85 minutes of Koala-WTF-packed fun and weirdness
12 April 2011
The front of the DVD advertises Executive Koala as being apart of the "Minoru Kawasaki Collection", which made me chuckle twice as, first, I had never heard of him and the DVD assumed he was a director of stature enough to already have a 'collection', and secondly that his collection of films is of the kind of work that makes Japanese entertainment seem as wild and crazy and cute as it is. A sampling of his titles include The Calamari Wrestler, The Rug Cop, and Best Hit! Parade!, and he doesn't seem to be stopping yet, mostly through direct-to-video stuff that Takashi Miike would probably turn down. And with this film he has what is a kind of psycho-Kafka parable with a giant Koala-man fighting for his sanity and justice in a murder case. ... Yeah.

Why a giant Koala? Hey, why the hell not? I love that the director doesn't really explain that there is a giant Koala-Man, nor that his boss is a giant rabbit, nor that there is a small role for a giant Frog who works at a convenience store. Everyone else in the film is human, and with the exception that the Koala is suspected of murdering a girl, and then possibly his ex-wife, or maybe more than that stemming from a childhood of evil, no one takes him being a Koala as not normal. It's just one of those 'things' in Japan, as if the mentality of the Muppets is so straightforward for them, albeit in this case in a dark-comedy-thriller context where the Koala goes insane with red-eyes and KILLS KILLS like a robot.

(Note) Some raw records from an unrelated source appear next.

PR #1980, opened 2018-09-13
[New] Add `no-arrow-function-lifecycle` rule

ngtan:
## Overview
I would like to add one more rule no-arrow-function-lifecycle which checks that it is not necessary to use arrow function for lifecycle methods and it will affect a bit performance.

## Movitation
I did code review some projects and found that our teammates use arrow function for lifecycle methods constantly. Beside that, I also found a ticket related to this issue. See [react/issues/10810](https://github.com/facebook/react/issues/10810) for more details. 

Consider the below code 

```
  render = () => {
    return <div />;
  }
}
```

Do you need to use arrow function here? I believe that, you will have the same idea that it shouldn't.

I'm eagerly looking forward to seeing your comments.

### DIFF
--- a/CHANGELOG.md
+++ b/CHANGELOG.md
@@ -7,8 +7,10 @@ This change log adheres to standards from [Keep a CHANGELOG](http://keepachangel
 
 ### Added
 * [`no-unused-class-component-methods`]: Handle unused class component methods ([#2166][] @jakeleventhal @pawelnvk)
+* add [`no-arrow-function-lifecycle`] ([#1980][] @ngtan)
 
 [#2166]: https://github.com/yannickcr/eslint-plugin-react/pull/2166
+[#1980]: https://github.com/yannickcr/eslint-plugin-react/pull/1980
 
 ## [7.26.1] - 2021.09.29
 
@@ -3465,6 +3467,7 @@ If you're still not using React 15 you can keep the old behavior by setting the 
 [`no-access-state-in-setstate`]: docs/rules/no-access-state-in-setstate.md
 [`no-adjacent-inline-elements`]: docs/rules/no-adjacent-inline-elements.md
 [`no-array-index-key`]: docs/rules/no-array-index-key.md
+[`no-arrow-function-lifecycle`]: docs/rules/no-arrow-function-lifecycle.md
 [`no-children-prop`]: docs/rules/no-children-prop.md
 [`no-comment-textnodes`]: docs/rules/jsx-no-comment-textnodes.md
 [`no-danger-with-children`]: docs/rules/no-danger-with-children.md
--- a/README.md
+++ b/README.md
@@ -135,6 +135,7 @@ Enable the rules that you would like to use.
 |  |  | [react/no-access-state-in-setstate](docs/rules/no-access-state-in-setstate.md) | Reports when this.state is accessed within setState |
 |  |  | [react/no-adjacent-inline-elements](docs/rules/no-adjacent-inline-elements.md) | Prevent adjacent inline elements not separated by whitespace. |
 |  |  | [react/no-array-index-key](docs/rules/no-array-index-key.md) | Prevent usage of Array index in keys |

The film grows to be a big entertainment mostly near the end with a big climactic fight that had me and my friends howling with laughter and cheering. Up until then, it has a curious disposition: it is funny, yes, but it also 'tries' to be funny in some ways that don't work, except maybe in some inside-joke way that Japansese would get and Western audiences would feel out of the loop. But the film has a great charm to it, and knows what it is enough to poke fun at itself (i.e. those flashback scenes the Koala has with his 'romance' stuff), and actually gets oddly dark when the Koala is sent to prison(!) in a fake Alcatraz scenario where he's bullied by everybody else.

Executive Koala is recommendable to certain movie buffs. It's not a movie you tell your mother to watch unless she happens to have an affinity for weird anthropomorphic stories of corporate and psychological horror. But if you're hanging out with friends and want that next rush of crazy-Japanese filmmaking (or for Japan is, um, just another Thursday), it's fun and different. And the Koala-man is actually a good actor! I would credit him but IMDb doesn't provide any names for anyone (perhaps due to it being an anonymity thing, or just because of laziness).